With its opening line declaration “O, I don’t give a shit.” Myles’s “On the Death of Robert Lowell” is one of the quintessential poems of the bad/good old poetry war days between the once so-called cooked and raw schools of American Poetry. Tensions have mellowed a considerable bit since she wrote the poem (Lowell died in 1977), yet it’s delightfully sinister youthful disdain for “an old white-haired man” directly stating “I hate fucking wasps” quite handily still serves as tart acknowledgement of the undeniable undercurrents of class friction at work within American poetry.
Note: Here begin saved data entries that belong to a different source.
PR #4768, opened 2024-07-15
refactor: move funnel tooltip coordinate and index to redux

ckifer:
## Description

Small one moving the rest of Funnel state to redux (coordinate)

Wheras previously the tooltip did not "fly in" every time we go out of the chart, now it does. Might want to address that but I think its just because we clear state after mouse out. Can address later if needed.

## Related Issue

## Motivation and Context

## How Has This Been Tested?

- tests pass
- no storybook diff
- if I remove context fallback I can both click and hover to make tooltip work as normal

image

## Types of changes

## Checklist:

### DIFF
--- a/src/component/Tooltip.tsx
+++ b/src/component/Tooltip.tsx
@@ -127,8 +127,8 @@ function TooltipInternal<TValue extends ValueType, TName extends NameType>(props
   const dispatch = useAppDispatch();
 
   useEffect(() => {
-    dispatch(setTooltipSettingsState({ shared }));
-  }, [dispatch, shared]);
+    dispatch(setTooltipSettingsState({ shared, trigger }));
+  }, [dispatch, shared, trigger]);
 
   const viewBox = useViewBox();
   const accessibilityLayer = useAccessibilityLayer();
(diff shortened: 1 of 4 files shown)


src/component/Tooltip.tsx
```diff
@@ -127,8 +127,8 @@ function TooltipInternal<TValue extends ValueType, TName extends NameType>(props
   const dispatch = useAppDispatch();
 
   useEffect(() => {
-    dispatch(setTooltipSettingsState({ shared }));
-  }, [dispatch, shared]);
+    dispatch(setTooltipSettingsState({ shared, trigger }));
+  }, [dispatch, shared, trigger]);
```
ckifer, line 131: need this to get the active index

src/numberAxis/Funnel.tsx
```diff
@@ -115,7 +116,9 @@ function getTooltipEntrySettings(props: FunnelProps): TooltipPayloadConfiguratio
 
 function FunnelTrapezoids(props: FunnelTrapezoidsProps) {
   const { trapezoids, shape, activeShape, allOtherFunnelProps } = props;
-  const { index: activeIndex } = useTooltipContext();
+  const activeItemIndex = useAppSelector(state =>
+    selectActiveIndex(state, 'item', state.tooltip.settings.trigger, undefined),
```
ckifer, line 120: hardcoded item cause I'm lazy and its the only thing funnel supports, can use the actual type later

PavelVanecek (approved):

Such current tensions of economic inequality oftener than not get jumbled up in the MFA degree rush and swamplands of various social media platforms. It’s healthy to have a poet such as Myles gaining a broader recognition without backing away from the edgy, street-wise attitude which has always been a defining aspect of her work. I Must Be Living Twice offers several versions of Myles-as-poet and all of them ring true.